**WHAT IS REQUIRED**
Only lines with the word "those" belong in the answer; copy them from the records below.

**RECORDS TO PROCESS**
Issue #579, opened 2024-10-24
[Realtime] auto-reconnect socket and channels when connection is reestablished


grdsdev:
# Enhancement

To have a reliable Realtime experience, client should handle connection issues by reconnecting to socket and resubscribing to channels and it detects the connection was reestablished.

Use `NWPathMonitor` on Apple platforms.

PR #1003, opened 2026-06-01
fix(realtime): prevent deaf socket from duplicate handleConnected (SDK-959)

### LINKED ISSUE #999: [Bug]: Realtime: first channel subscribe stalls for 50s–7min since v2.44.1 (PR #855)
### Version

2.46.0

### Platform

iOS

### Swift Version

6.2

### What happened?

`channel.subscribeWithError()` stalls for tens of seconds (often minutes) on the first JOIN of a fresh socket, since v2.44.1. A clean bisect points to PR #855 (`fix(realtime): extract ConnectionManager actor and fix connection lifecycle races`, commit `dcbc63d5`) as the introducing change. Only one realtime commit lands between v2.44.0 and v2.44.1 — PR #855.

| Version | Subscribe time on cold connect |
|---|---|
| v2.43.1 | ~2.3 s ✅ |
| v2.44.0 | ~3.1 s ✅ |
| v2.44.1 | ~60 s ❌ |
| v2.45.0 | minutes ❌ |
| v2.46.0 | ~4–7 min ❌ |

The clearest signal in the trace: **heartbeats never ack until at least one channel reaches `.subscribed`.** Before subscribe wins, every heartbeat goes `sent` → `timeout`. After subscribe wins, every heartbeat goes `sent` → `ok` instantly. This holds across multiple sessions.

### Hypothesis (not verified beyond the bisect)

PR #855's stated goal includes "Lost phx_join reply after connect: WebSocket.events lazily installed onEvent only when the stream was first iterated. Reading `conn.events` synchronously before spawning the message task ensures replies aren't dropped."

Empirically the change appears to drop early server-to-client frames (both heartbeat `phx_reply`s and the `phx_join` reply) on the first socket — channel stays in `.subscribing`, `pendingHeartbeatRef` is never cleared, the heartbeat-timeout → `connectionManager.handleError` path recycles the socket every ~50 s, and the in-flight JOIN is killed each cycle. Eventually one cycle's JOIN slips through before its 50 s window expires.

This is a hypothesis from reading the v2.44.0 → v2.44.1 diff — the bisect is the load-bearing evidence.

### Server-side context

Project's `realtime` logs show no tenant init/terminate events overlapping the failing subscribe windows; tenant is healthy and serves heartbeat acks instantly once subscribe wins.

REST queries on the same network are fast and reliable throughout.

### Workaround

Pin to `2.44.0`. Subscribes in ~3 s; no further changes needed.

### Possibly using the SDK wrong?

I might be missing a usage-pattern change that landed alongside PR #855 or in subsequent versions. Specifically:

- I'm calling `subscribeWithError()` directly (in a retry-forever wrapper). Is the recommendation now to use `subscribe()` (no `WithError`) and react to `channel.statusChange` instead, given the lifecycle is now managed by `ConnectionManager` / `ChannelStateManager`?
- I start the `postgresChange` AsyncStream consumers *before* calling `subscribeWithError()` (so they're ready when the channel attaches). Is the recommendation now to do this in a different order?
- I use SDK defaults for `handleAppLifecycle` (true on iOS), `connectOnSubscribe` (true), `disconnectOnEmptyChannelsAfter` (default), `timeoutInterval` (10 s), `heartbeatInterval` (25 s), `maxRetryAttempts` (5). Is there a combination that's expected to be configured explicitly for cold-start reliability now?
- Are `postgresChange` bindings on a non-`public` schema (`library` in our case) treated differently in the new state machine?

Happy to be told this is a usage problem rather than a regression — but the bisect is the part I can't explain away on the usage hypothesis (v2.44.0 with the same call pattern works in ~3 s).

### Steps to Reproduce

1. Create a `SupabaseClient` with default `RealtimeClientOptions`.
2. Open one `RealtimeChannelV2`: `let channel = client.channel("library-realtime")`.
3. Bind two `postgresChange` streams on a custom (non-`public`) schema, e.g. `schema: "library", table: "libros"` and `table: "libro_files"`.
4. Start two `for await` consumers on those streams in detached Tasks.
5. Call `try await channel.subscribeWithError()` (optionally wrapped in a retry-forever loop to avoid the SDK's "Maximum retry attempts reached" giving up after ~85 s).
6. Observe `client.realtimeV2.heartbeat` (AsyncStream<HeartbeatStatus>) and `channel.statusChange` from app code.

Expected: channel reaches `.subscribed` within seconds (as it does in v2.44.0).

Actual on v2.44.1 → v2.46.0: socket reaches `.connected` in ~2 s, but heartbeats time out every ~50 s (`sent` → `timeout`), triggering reconnects that kill in-flight JOINs. The channel stays in `.subscribing` until — by luck after multiple cycles — a JOIN slips through before its next heartbeat-timeout reconnect. Subscribe time observed between ~60 s and ~7 minutes depending on version.

### Code Sample

```swift
let channel = client.channel("library-realtime")
let libroStream = channel.postgresChange(AnyAction.self, schema: "library", table: "libros")
let fileStream  = channel.postgresChange(AnyAction.self, schema: "library", table: "libro_files")

// Consumers started before subscribe so they're ready when the channel attaches.
Task { for await c in libroStream { handle(c) } }
Task { for await c in fileStream  { handle(c) } }

// Retry-forever wrapper because subscribeWithError's internal max-retries
// (5 × ~10 s timeoutInterval) gives up before the first JOIN can land
// on broken versions.
Task {
    while !Task.isCancelled {
        do {
            try await channel.subscribeWithError()
            return
        } catch {
            try? await Task.sleep(for: .seconds(5))
        }
    }
}
```

### Relevant log output

```shell
T=0.0s   subscribe begin; channel = .subscribing; socket = .disconnected
T=2.1s   socket = .connected
T=26.6s  heartbeat sent          ← first heartbeat
T=51.1s  heartbeat timeout       ← second heartbeat fires, finds previous
                                   pendingHeartbeatRef set → timeout signalled
T=51.9s  socket = .connecting    ← SDK reconnects in response to heartbeat timeout
T=60.2s  socket = .connected
T=70.1s  subscribeWithError throws "Maximum retry attempts reached"
         (5 internal retries × ~10 s timeoutInterval exhausted inside the
         50 s window between socket-connect and heartbeat-timeout-reconnect)
... outer retry loop fires; pattern repeats ...
T=410.3s channel = .subscribed   ← eventually succeeds
T=410.3s+ heartbeats now ack instantly (`sent` → `ok`, same millisecond)
```

grdsdev:
## Summary

Fixes [SDK-959](https://linear.app/supabase/issue/SDK-959) / #999: the first `channel.subscribeWithError()` on a fresh socket stalls for 50s–7min (regression since v2.44.1 / #855). The socket connects but silently drops every incoming frame — heartbeat acks and `phx_join` replies never arrive — until a reconnect cycle happens to produce a healthy connection.

## Root Cause

All defects share one theme: **connection lifecycle events were not tied to a specific connection.**

### 1. Deaf socket from duplicate `handleConnected` (the stall itself)

`RealtimeClientV2.connect()` calls `handleConnected(conn:)` on every return — but `ConnectionManager.connect()` returns the *same* connection to every concurrent caller (`.connecting` / `.connected` / `.reconnecting` wait paths). So `handleConnected` runs multiple times for one physical socket whenever:

- **two channels subscribe concurrently at cold start** (both `ensureSocketConnected` → `connect()`), or
- **a subscribe retry calls `connect()` while an auto-reconnect is in flight** — the caller *and* the state-observer task each run `handleConnected` for the reconnected socket.

Each duplicate run of `handleConnected` called `listenForMessages`, which started a second consumer on `conn.events`. Because `AsyncStream` delivers each event to exactly one consumer, events were split between the two tasks — heartbeat acks and `phx_join` replies could be consumed by the task that was about to be cancelled, leaving the live task deaf.

**Fix:** `handleConnected` is now idempotent per connection (identity guard) — `listenForMessages` and `startHeartbeating` are called exactly once per socket.

### 2. `pendingHeartbeatRef` leaked across reconnects (the perpetual ~50s cycle)

Only the timeout path cleared `pendingHeartbeatRef`. After an error-driven reconnect with a heartbeat in flight, the new connection's first heartbeat misread the stale ref as a timeout and tore down the healthy socket — re-entering the cycle. **Fix:** cleared when adopting a new connection.

### 3. Stale-socket signals clobbered live state

`ConnectionManager.handleClose`/`handleError` accepted signals from any socket. A late `.close`/error surfacing from an old connection's message task (URLSession delivers these on a delegate queue, after the reconnect already established a new socket) flipped `.connected(newConn)` to `.disconnected`, orphaning a live connection. **Fix:** both now take the originating connection and ignore mismatches.

### 4. Channels went deaf after reconnect

`rejoinChannels()` called `subscribeWithError()` on channels that were already `.subscribed` — which is a no-op in `ChannelStateManager`. No new `phx_join` was sent on the new socket, so channels received nothing after every reconnect. **Fix:** `ChannelStateManager.resetForReconnect()` transitions `.subscribed`/`.subscribing`/`.unsubscribing` back to `.unsubscribed` (cancelling any in-flight task) before the rejoin sequence.

### 5. Server-initiated close did not trigger reconnect

`ConnectionManager.handleClose` only updated state without calling `initiateReconnect`. A server-driven WebSocket close (deploy restart, load-balancer timeout) left the SDK permanently disconnected. **Fix:** `handleClose` now calls `initiateReconnect` inside the `.connected` guard, matching the recovery path already used by `handleError`. SDK-initiated disconnects are unaffected because `disconnect()` transitions away from `.connected` before the close event arrives.

Application-level close codes (4000–4999) are excluded from auto-reconnect: a server close with code 4001 (invalid JWT) should not loop with the same bad token — the caller must re-authenticate first. Transport-level closures (1001 going-away, 1006 abnormal) still trigger reconnect.

### 6. `_clock` global race between parallel test classes

`ConnectionManager.initiateReconnect` and `RealtimeClientV2.startHeartbeating` read the module-level `_clock` global lazily at call time. When `RealtimeColdStartTests.setUp()` resets `_clock = ContinuousClock()` while a `RealtimeLifecycleTests` test runs in a parallel thread, heartbeat/reconnect sleeps could pick up the wrong clock and fire unexpectedly. **Fix:** both classes capture `_clock` as an instance property at init time; all internal sleeps use `self.clock`.

### 7. `WebSocket.events` must be a stored property (spydon review)

The protocol originally had a computed-property default for `events` in an extension — each read created a new `AsyncStream`. If `handleConnected` ran twice for the same socket, the second read started a second consumer, splitting the event stream (see #1). The extension default was also used by test doubles.

**Fix:** `onEvent` is removed from the protocol entirely. `events` is now a protocol requirement backed by a stored `let` property (and a matching `eventsContinuation`) created in `init` on both `URLSessionWebSocket` and `FakeWebSocket`. Reading `conn.events` any number of times returns the same stream.

## Testing

All regression tests verified to fail before their fix and pass after:

- `testRedundantConnect_doesNotDropIncomingFrames` — redundant `connect()` must not stop frame delivery (failed pre-fix: heartbeat `[.sent]`, never acked).
- **`RealtimeColdStartTests`** (new) — runs the reporter's exact flow (cold client, `postgresChange` streams, `subscribeWithError`) plus the two-channel concurrent variant against a transport with real connection latency and **asynchronous** frame delivery. Pre-fix: deterministic `maxRetryAttemptsReached` stall on iteration 1. Post-fix: subscribes in ~130ms across all iterations.
- `testPendingHeartbeatDoesNotLeakAcrossReconnect` — pre-fix: spurious `.timeout` + third connection after one reconnect.
- `testChannelsRejoinAfterReconnect` — pre-fix: channels stayed deaf after reconnect because `subscribe()` was a no-op on already-`.subscribed` state.
- `ConnectionManagerTests` — stale `handleClose`/`handleError` are ignored; current-connection signals still reconnect; application close codes (4001) do not reconnect.
- `RealtimeLifecycleTests` — foreground/background reconnect tests updated to match auto-reconnect-on-close behaviour.
- Full `RealtimeTests` suite: **210 tests, 0 failures**.

## Risk Assessment

- **Breaking changes**: None. Public API unchanged.
- **Behavior change**: duplicate `handleConnected` is now a no-op for setup; stale-socket signals no longer tear down healthy connections; server-initiated transport-level closes now trigger automatic reconnect (previously left permanently disconnected); application-level close codes (4000–4999) do NOT auto-reconnect (new).

## Linear

Closes SDK-959

### DIFF
--- a/Sources/Realtime/ChannelStateManager.swift
+++ b/Sources/Realtime/ChannelStateManager.swift
@@ -187,6 +187,37 @@ actor ChannelStateManager {
     }
   }
 
+  /// Reset channel state so it can rejoin after a reconnect.
+  ///
+  /// A channel that is already `.subscribed` when the socket reconnects
+  /// must re-send `phx_join` on the new socket. But ``subscribe()`` is a
+  /// no-op for `.subscribed` channels — so `rejoinChannels()` would silently
+  /// skip them without this reset.
+  ///
+  /// For `.subscribing`, the in-flight join task is waiting for a reply that
+  /// will never arrive on the dead socket; cancel it so a fresh `phx_join` is
+  /// sent on the new connection.
+  ///
+  /// For `.unsubscribing`, the wait loop in ``runUnsubscribe`` polls
+  /// `stateSubject.values`. Transitioning to `.unsubscribed` here wakes it up
+  /// immediately — the server's `phx_close` won't arrive on the dead socket
+  /// anyway.
+  func resetForReconnect() {
+    joinRef = nil
+    pushes = [:]
+    switch state {
+    case .subscribed:
+      updateState(.unsubscribed)
+    case .subscribing(let task):
+      task.cancel()
+      updateState(.unsubscribed)
+    case .unsubscribing:
+      updateState(.unsubscribed)
+    case .unsubscribed:
+      break
+    }
+  }
+
   // MARK: - Server signals
 
   /// Called when the server confirms the `phx_join` (system.ok or phx_reply
--- a/Sources/Realtime/ConnectionManager.swift
+++ b/Sources/Realtime/ConnectionManager.swift
@@ -102,22 +102,32 @@ actor ConnectionManager {
 
   /// Handle connection error and initiate reconnect.
   ///
-  /// - Parameter error: The error that caused the connection failure
-  func handleError(_ error: any Error) {
+  /// - Parameters:
+  ///   - error: The error that caused the connection failure
+  ///   - conn: The connection the error originated from. When provided and it
+  ///     isn't the current connection (e.g. a late error surfacing from a
+  ///     socket that has already been replaced by a reconnect), the error is
+  ///     ignored so it can't tear down a healthy connection.
+  func handleError(_ error: any Error, from conn: (any WebSocket)? = nil) {
     guard !(error is CancellationError) else {
       logger?.debug("CancellationError do not trigger reconnects.")
       return
     }
 
-    guard case .connected(let conn) = state else {
+    guard case .connected(let current) = state else {
       logger?.debug("Ignoring error in non-connected state: \(error)")
+      return
+    }
+
+    if let conn, conn !== current {
+      logger?.debug("Ignoring error from stale connection: \(error)")
       return
     }
 
     logger?.debug("Connection error, initiating reconnect: \(error.localizedDescription)")
 
     // Close the connection and update to disconnected before reconnecting
-    conn.close(code: nil, reason: "error: \(error.localizedDescription)")
+    current.close(code: nil, reason: "error: \(error.localizedDescription)")
     updateState(.disconnected)
 
     initiateReconnect(reason: "error: \(error.localizedDescription)")
@@ -130,11 +140,20 @@ actor ConnectionManager {
   /// - Parameters:
   ///   - code: WebSocket close code
   ///   - reason: WebSocket close reason
-  func handleClose(code: Int?, reason: String?) {
+  ///   - conn: The connection the close event originated from. When provided
+  ///     and it isn't the current connection (a `.close` frame from an old
+  ///     socket can arrive after a reconnect already established a new one),
+  ///     the event is ignored so it can't mark a healthy connection as
+  ///     disconnected.
+  func handleClose(code: Int?, reason: String?, from conn: (any WebSocket)? = nil) {
     let closeReason = "code: \(code?.description ?? "none"), reason: \(reason ?? "none")"
     logger?.debug("Connection closed by remote: \(closeReason)")
 
-    if case .connected = state {
+    if case .connected(let current) = state {
+      if let conn, conn !== current {
+        logger?.debug("Ignoring close from stale connection: \(closeReason)")
+        return
+      }
       updateState(.disconnected)
     }
   }
--- a/Sources/Realtime/ConnectionManager.swift
+++ b/Sources/Realtime/ConnectionManager.swift
@@ -17,6 +17,9 @@ actor ConnectionManager {
   private let headers: [String: String]
   private let reconnectDelay: TimeInterval
   private let logger: (any SupabaseLogger)?
+  // Captured at init time so parallel test classes that swap _clock cannot
+  // change the timing of an already-running client.
+  let clock: any _Clock
 
   /// Get current connection if connected, nil otherwise.
   var connection: (any WebSocket)? {
@@ -33,13 +36,15 @@ actor ConnectionManager {
     url: URL,
     headers: [String: String],
     reconnectDelay: TimeInterval,
-    logger: (any SupabaseLogger)?
+    logger: (any SupabaseLogger)?,
+    clock: any _Clock = _clock
   ) {
     self.transport = transport
     self.url = url
     self.headers = headers
     self.reconnectDelay = reconnectDelay
     self.logger = logger
+    self.clock = clock
   }
 
   @discardableResult
@@ -178,7 +183,7 @@ actor ConnectionManager {
 
   private func initiateReconnect(reason: String) {
     let reconnectTask = Task {
-      try await _clock.sleep(for: reconnectDelay)
+      try await clock.sleep(for: reconnectDelay)
       logger?.debug("Attempting to reconnect...")
       try await performConnection()
     }
--- a/Sources/Realtime/ConnectionManager.swift
+++ b/Sources/Realtime/ConnectionManager.swift
@@ -155,6 +155,7 @@ actor ConnectionManager {
         return
       }
       updateState(.disconnected)
+      initiateReconnect(reason: closeReason)
     }
   }
 
--- a/Sources/Realtime/ConnectionManager.swift
+++ b/Sources/Realtime/ConnectionManager.swift
@@ -160,6 +160,13 @@ actor ConnectionManager {
         return
       }
       updateState(.disconnected)
+      // Application-level close codes (4000–4999) typically signal auth or
+      // protocol errors. Reconnecting with the same bad token would loop;
+      // the caller must re-authenticate before reconnecting.
+      guard code.map({ $0 < 4000 }) ?? true else {
+        logger?.debug("Skipping reconnect for application close code \(code!)")
+        return
+      }
       initiateReconnect(reason: closeReason)
     }
   }
--- a/Sources/Realtime/RealtimeChannelV2.swift
+++ b/Sources/Realtime/RealtimeChannelV2.swift
@@ -157,6 +157,10 @@ public final class RealtimeChannelV2: Sendable, RealtimeChannelProtocol {
     await stateManager.unsubscribe()
   }
 
+  func resetForReconnect() async {
+    await stateManager.resetForReconnect()
+  }
+
   /// Build the `phx_join` payload from the current config and push it.
   /// Invoked by ``ChannelStateManager`` via the ``ChannelStateManager/JoinOperation``
   /// closure at the moment the state machine is ready to join.
--- a/Sources/Realtime/RealtimeClientV2.swift
+++ b/Sources/Realtime/RealtimeClientV2.swift
@@ -247,13 +247,30 @@ public final class RealtimeClientV2: Sendable, RealtimeClientProtocol {
   }
 
   private func handleConnected(conn: any WebSocket, isReconnect: Bool) {
-    mutableState.withValue { $0.connection = conn }
-    listenForMessages(conn: conn)
-    startHeartbeating()
+    // Set up the per-connection machinery exactly once. `handleConnected` can
+    // legitimately be invoked twice for the same physical connection — once
+    // synchronously by `connect()` and once by the state-observer task when a
+    // `connect()` call lands while an auto-reconnect is in flight. Reading
+    // `conn.events` a second time installs a fresh `onEvent` and, when the
+    // first event-stream's task is torn down, its `onTermination` nils that
+    // live `onEvent` out — leaving the socket connected but deaf (SDK-959).
+    // Guarding on connection identity keeps `listenForMessages` (and thus the
+    // `conn.events` read) to a single call per connection.
+    let isNewConnection = mutableState.withValue { state -> Bool in
+      if state.connection === conn { return false }
+      state.connection = conn
+      return true
+    }
+
+    if isNewConnection {
+      listenForMessages(conn: conn)
+      startHeartbeating()
+      flushSendBuffer()
+    }
+
     if isReconnect {
       Task { await rejoinChannels() }
     }
-    flushSendBuffer()
   }
 
   deinit {
--- a/Sources/Realtime/RealtimeClientV2.swift
+++ b/Sources/Realtime/RealtimeClientV2.swift
@@ -441,6 +441,7 @@ public final class RealtimeClientV2: Sendable, RealtimeClientProtocol {
 
   private func rejoinChannels() async {
     for channel in channels.values {
+      await channel.resetForReconnect()
       try? await channel.subscribeWithError()
     }
   }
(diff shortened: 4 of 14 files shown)


rpiacent:
**Field validation: this PR fixes #999 on real iOS devices.** A/B tested today on a production TestFlight app (Supabase realtime: private postgres_changes channels + private & public broadcast channels), iPhone + iPad, same network, same project.

**Protocol** (each round, repeated 3×): force-quit the app on BOTH devices → relaunch both → wait ~10s → toggle a state change on one device → check the other updates live.

| Build | SDK | Result |
|---|---|---|
| A | v2.46.0 (exact) | ❌ cross-device live updates dead after cold start, all cycles |
| B | this PR's head (`fb65ea0`) | ✅ instant sync after every cold start |

Extra scenario on build B: force-quit with an active connection on BOTH devices simultaneously → relaunch → everything resynchronized and live immediately.

Two additional data points that may help:
- **The bug appears iOS-conditional.** A macOS CLI harness (fresh `SupabaseClient` → `subscribeWithError()` on a public broadcast channel, 3 runs per version, release build) subscribes in **~0.8s on v2.44.0, v2.46.0 AND this PR's head** — we could not reproduce the stall from macOS at all, while it reproduces consistently on iOS devices.
- Build A also included an app-side change that guarantees a fresh auth token before subscribes, so stale-JWT effects are excluded as a confounder — the regression is the SDK version alone.

From our side this PR is merge-ready. Thanks for the fix — we're pinned to 2.44.0 until it ships in a release.

rpiacent:
**⚠️ Follow-up — important correction to our validation above: the fix DEGRADES over longer sessions.**

Extended field testing (same two iOS devices, same protocol):
- **This PR's head (`fb65ea0`)**: cold-start subscribes are fixed ✅, but **after some time running, cross-device live updates stop arriving** — reproducibly.
- **v2.44.0** running the same scenarios side-by-side: live updates keep working indefinitely. It remains the only version that is solid for us end-to-end.

So from our field data: this PR fixes the first-subscribe stall of #999 but appears to introduce (or leave) a longer-session regression — possibly around reconnect/heartbeat/token-refresh cycles rather than initial JOIN. Please hold off on treating our earlier comment as full validation; we're keeping our production pin on 2.44.0.

We'll gather more precise timings/conditions (time-to-degradation, foreground vs background, recovery behavior) and report back. Happy to test a revised branch on the same devices — turnaround on our side is fast.

rpiacent:
**Timing data you'll want (time-to-degradation):** on this PR's head, cross-device live updates stay healthy for roughly **2–3 minutes** after a fresh launch, then stop — reproducibly, on iOS devices, in foreground.

Two things that narrow it down:

1. **Not token-related.** 2–3 min is far short of the ~1h JWT TTL, so a stale/expired access token isn't the trigger.

2. **It's the socket/heartbeat lifecycle, not the initial JOIN.** With the SDK defaults (`heartbeatInterval` 25s, `reconnectDelay` 7s, `timeoutInterval` 10s, `disconnectOnSessionLoss` true), 2–3 min is ~5–7 heartbeat cycles — i.e. it degrades *after* a healthy run. Consistent with this PR fixing the first-JOIN stall while a separate defect remains in the reconnect / channel-rejoin path.

**Why it looks iOS-specific:** we never reproduced *any* of this on macOS — a release CLI harness subscribes in ~0.8s on 2.44.0, 2.46.0 AND this PR's head, and stays healthy indefinitely. That contrast points at something iOS hits that a stable-network macOS process doesn't — e.g. a network-path change (Wi-Fi assist / cellular handoff) triggering a socket reconnect whose channels then fail to rejoin (possibly the same surface as #579).

Happy to run a controlled foreground-only test on a fixed network to confirm the "channels don't rejoin after reconnect" hypothesis if useful. Our production pin stays on 2.44.0 (solid end-to-end for us) meanwhile — it's the only version where neither the stall nor the degradation appears.

grdsdev:
Fixed in ca9a3b6.

Root cause: `ChannelStateManager.subscribe()` is intentionally a no-op when the channel is already `.subscribed` — correct for normal operation (prevents duplicate joins), but it meant `rejoinChannels()` after reconnect silently skipped every channel that had already joined once.

The fix adds `resetForReconnect()` to `ChannelStateManager` that transitions `.subscribed` / `.subscribing` / `.unsubscribing` back to `.unsubscribed` before the rejoin sequence (cancelling any in-flight join task that was waiting on the dead socket). `rejoinChannels()` now calls this before `subscribeWithError()` so every channel re-sends `phx_join` on the new socket.

A regression test (`testChannelsRejoinAfterReconnect`) is included in the cold-start suite: it verifies that after a `phx_close` on socket 1, the channel reaches `.subscribed` on socket 2 and exactly one `phx_join` is sent on the new connection.

The 2–3 minute window you observed matches the default 25 s heartbeat interval × ~5–7 cycles — exactly how long it takes before a completely deaf channel becomes obvious in a live-sync scenario. The timing data is useful, appreciated.

rpiacent:
**Update — re-tested head `0fd759f` (incl. `ca9a3b6` + #1015), and I owe a correction to our earlier reports on this PR.**

Our previous "degrades after 2–3 min / never recovers" observations were **our own bug**, not the SDK. We had an app-side regression: a session/tenant re-activation tore down the previous realtime channel as a fire-and-forget task, racing the new same-topic subscribe and deafening it. That contaminated what we were attributing to the SDK.

With that fixed on our side (SDK held constant), we ran a clean A/B isolating the SDK on real iPhone + iPad:
- app fix + **supabase-swift 2.44.0** → passive cross-device live updates solid;
- app fix + **this PR head `0fd759f`** → **also solid**: the same passive cross-device live updates kept flowing, no 2–3-min degradation.

We also got one genuine cross-network data point on `0fd759f`: with one device on cellular and the other on Wi-Fi **at the same time**, cross-device live updates kept flowing. Note this is two devices on two networks, not a single-device Wi-Fi↔cellular handoff — so the on-device reconnect-on-remote-close path that #1015 targets isn't something I've exercised directly yet.

So from our side `0fd759f` looks good end-to-end on real iOS devices now. Apologies for the earlier noise — the degradation signal was our app bug, not this PR. We'll move off our 2.44.0 pin once this ships in a tagged release. Thanks for the fix.

spydon (commented):
Wouldn't it be better to move the deaf-socket fix down one layer to `WebSocket.events` so its teardown can't nil a handler it no longer owns?

spydon (commented):
After a further chat with the LLM:

> One small residual on the new fix
> 
> The extension default still contains the original footgun (onTermination { self.onEvent = nil }), kept "for test doubles." That's a reasonable tradeoff (a protocol extension can't hold the generation state), but it means a future production conformer that forgets to override events silently reintroduces SDK-959, with no compile-time signal. Optional hardening: drop the unsafe default entirely so every conformer is forced to implement the guarded version, or at minimum leave a // not safe for multi-read; production conformers must override warning on it. Not a blocker.
> 
> My other concern is still unaddressed ⚠️
> 
> ConnectionManager.handleClose still calls initiateReconnect on any remote close inside .connected, with no close-code discrimination:
> 
> if case .connected(let current) = state {
>   if let conn, conn !== current { ... return }
>   updateState(.disconnected)
>   initiateReconnect(reason: closeReason)   // fires for every close code
> }
> 
> This is the point from the last review that contradicts commit 29731d7's own stated "by design — auth expiry should not auto-reconnect" rationale. An auth-driven close (expired/invalid JWT) still produces: server closes → reconnect with the same bad token → server closes → loop, throttled only by reconnectDelay. The new commit is test-only, so nothing changed here. I'd still push for discriminating on close code (reconnect on 1006/1001/restart codes, but not on auth-related closes, or refresh the token before reconnecting) before this merges.

grdsdev:
> Wouldn't it be better to move the deaf-socket fix down one layer to WebSocket.events so its teardown can't nil a handler it no longer owns?

Actually we don't need the `onEvent` handler at all, we can default to only having the `events` AsyncStream as the only way of listening for incoming events, which fixes all those issues, did the change in https://github.com/supabase/supabase-swift/pull/1003/changes/35c1b3bcd85b807ddbe6e601fcd7a82c2982ee90

spydon (approved):
Lgtm!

**YOUR SOLUTION**
4. Start two `for await` consumers on those streams in detached Tasks.
Actually we don't need the `onEvent` handler at all, we can default to only having the `events` AsyncStream as the only way of listening for incoming events, which fixes all those issues, did the change in https://github.com/supabase/supabase-swift/pull/1003/changes/35c1b3bcd85b807ddbe6e601fcd7a82c2982ee90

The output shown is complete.